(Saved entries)
<<<<

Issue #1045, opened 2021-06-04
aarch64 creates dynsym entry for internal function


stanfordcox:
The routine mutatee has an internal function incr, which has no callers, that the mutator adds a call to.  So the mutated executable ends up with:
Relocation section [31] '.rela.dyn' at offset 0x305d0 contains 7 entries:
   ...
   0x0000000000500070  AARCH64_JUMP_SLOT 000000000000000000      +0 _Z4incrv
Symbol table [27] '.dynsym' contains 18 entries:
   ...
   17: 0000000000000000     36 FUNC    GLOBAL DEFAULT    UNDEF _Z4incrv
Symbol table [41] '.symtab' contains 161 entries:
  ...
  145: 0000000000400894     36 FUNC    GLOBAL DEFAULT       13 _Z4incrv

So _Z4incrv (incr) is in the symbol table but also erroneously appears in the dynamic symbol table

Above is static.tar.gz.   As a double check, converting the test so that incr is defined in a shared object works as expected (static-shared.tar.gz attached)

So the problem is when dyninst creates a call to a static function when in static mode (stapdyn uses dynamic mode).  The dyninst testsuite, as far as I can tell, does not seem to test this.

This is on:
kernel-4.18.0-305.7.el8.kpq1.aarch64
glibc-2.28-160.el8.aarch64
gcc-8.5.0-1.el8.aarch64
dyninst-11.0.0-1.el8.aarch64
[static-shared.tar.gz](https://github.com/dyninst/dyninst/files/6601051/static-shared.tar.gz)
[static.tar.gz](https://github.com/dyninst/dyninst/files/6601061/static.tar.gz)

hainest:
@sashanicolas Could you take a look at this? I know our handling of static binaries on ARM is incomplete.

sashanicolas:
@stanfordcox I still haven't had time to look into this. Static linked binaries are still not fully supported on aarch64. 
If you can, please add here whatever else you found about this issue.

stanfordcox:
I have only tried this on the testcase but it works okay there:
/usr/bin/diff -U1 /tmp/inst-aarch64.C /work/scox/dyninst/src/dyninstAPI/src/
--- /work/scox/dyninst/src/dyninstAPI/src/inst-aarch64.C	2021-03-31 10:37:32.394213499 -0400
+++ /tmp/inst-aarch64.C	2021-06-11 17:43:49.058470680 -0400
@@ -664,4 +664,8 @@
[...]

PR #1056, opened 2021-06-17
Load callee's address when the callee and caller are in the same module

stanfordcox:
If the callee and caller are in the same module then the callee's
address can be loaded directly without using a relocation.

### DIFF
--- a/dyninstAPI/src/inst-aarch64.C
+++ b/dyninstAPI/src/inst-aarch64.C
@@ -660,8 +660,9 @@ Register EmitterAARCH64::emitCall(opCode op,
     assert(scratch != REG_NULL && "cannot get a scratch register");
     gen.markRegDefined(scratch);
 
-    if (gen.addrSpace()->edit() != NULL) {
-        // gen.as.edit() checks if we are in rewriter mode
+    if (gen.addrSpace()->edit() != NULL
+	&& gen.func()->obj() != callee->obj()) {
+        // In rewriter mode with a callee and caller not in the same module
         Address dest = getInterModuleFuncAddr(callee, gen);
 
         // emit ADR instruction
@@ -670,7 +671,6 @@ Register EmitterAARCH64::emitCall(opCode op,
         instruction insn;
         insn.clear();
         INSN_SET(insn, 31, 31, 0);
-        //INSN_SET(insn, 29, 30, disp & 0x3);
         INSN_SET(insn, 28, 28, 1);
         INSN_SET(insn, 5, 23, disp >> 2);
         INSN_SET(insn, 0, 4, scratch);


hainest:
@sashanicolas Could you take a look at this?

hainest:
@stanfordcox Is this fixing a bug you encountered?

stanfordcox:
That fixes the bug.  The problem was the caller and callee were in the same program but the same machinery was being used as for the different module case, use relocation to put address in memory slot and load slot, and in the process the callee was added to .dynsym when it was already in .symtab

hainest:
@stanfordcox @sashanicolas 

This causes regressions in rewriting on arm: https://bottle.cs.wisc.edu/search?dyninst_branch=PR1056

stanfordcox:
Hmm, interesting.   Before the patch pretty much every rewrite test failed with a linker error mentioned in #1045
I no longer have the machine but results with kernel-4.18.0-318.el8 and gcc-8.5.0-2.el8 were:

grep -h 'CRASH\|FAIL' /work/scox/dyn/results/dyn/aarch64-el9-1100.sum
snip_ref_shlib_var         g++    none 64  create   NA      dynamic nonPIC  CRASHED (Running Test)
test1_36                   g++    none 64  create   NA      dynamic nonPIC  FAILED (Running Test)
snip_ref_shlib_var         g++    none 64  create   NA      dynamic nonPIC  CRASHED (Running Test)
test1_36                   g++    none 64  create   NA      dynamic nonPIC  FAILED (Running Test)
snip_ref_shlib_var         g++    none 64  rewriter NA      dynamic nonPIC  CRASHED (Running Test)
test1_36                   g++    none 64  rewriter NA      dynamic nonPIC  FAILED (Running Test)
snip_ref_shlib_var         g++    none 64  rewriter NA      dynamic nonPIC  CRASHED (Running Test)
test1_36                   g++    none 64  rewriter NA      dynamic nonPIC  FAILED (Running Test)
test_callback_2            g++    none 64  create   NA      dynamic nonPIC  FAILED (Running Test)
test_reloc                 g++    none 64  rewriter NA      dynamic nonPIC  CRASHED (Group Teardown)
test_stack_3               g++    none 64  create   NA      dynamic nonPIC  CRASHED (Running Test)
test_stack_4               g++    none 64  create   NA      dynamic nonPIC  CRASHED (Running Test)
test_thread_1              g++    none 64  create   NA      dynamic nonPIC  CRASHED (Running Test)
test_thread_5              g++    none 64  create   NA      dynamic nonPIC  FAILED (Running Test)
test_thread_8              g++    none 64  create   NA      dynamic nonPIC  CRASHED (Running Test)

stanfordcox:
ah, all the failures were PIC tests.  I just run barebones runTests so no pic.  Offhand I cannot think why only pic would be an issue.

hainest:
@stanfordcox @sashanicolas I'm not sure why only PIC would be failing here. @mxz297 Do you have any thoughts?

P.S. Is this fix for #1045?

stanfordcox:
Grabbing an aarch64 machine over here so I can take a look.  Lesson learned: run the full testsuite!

>>>>

Above are the lines; repeat exactly the ones from the line containing "-670,7 +671,6 @@" down to the line containing "I no longer", both inclusive.

@@ -670,7 +671,6 @@ Register EmitterAARCH64::emitCall(opCode op,
         instruction insn;
         insn.clear();
         INSN_SET(insn, 31, 31, 0);
-        //INSN_SET(insn, 29, 30, disp & 0x3);
         INSN_SET(insn, 28, 28, 1);
         INSN_SET(insn, 5, 23, disp >> 2);
         INSN_SET(insn, 0, 4, scratch);


hainest:
@sashanicolas Could you take a look at this?

hainest:
@stanfordcox Is this fixing a bug you encountered?

stanfordcox:
That fixes the bug.  The problem was the caller and callee were in the same program but the same machinery was being used as for the different module case, use relocation to put address in memory slot and load slot, and in the process the callee was added to .dynsym when it was already in .symtab

hainest:
@stanfordcox @sashanicolas 

This causes regressions in rewriting on arm: https://bottle.cs.wisc.edu/search?dyninst_branch=PR1056

stanfordcox:
Hmm, interesting.   Before the patch pretty much every rewrite test failed with a linker error mentioned in #1045
I no longer have the machine but results with kernel-4.18.0-318.el8 and gcc-8.5.0-2.el8 were:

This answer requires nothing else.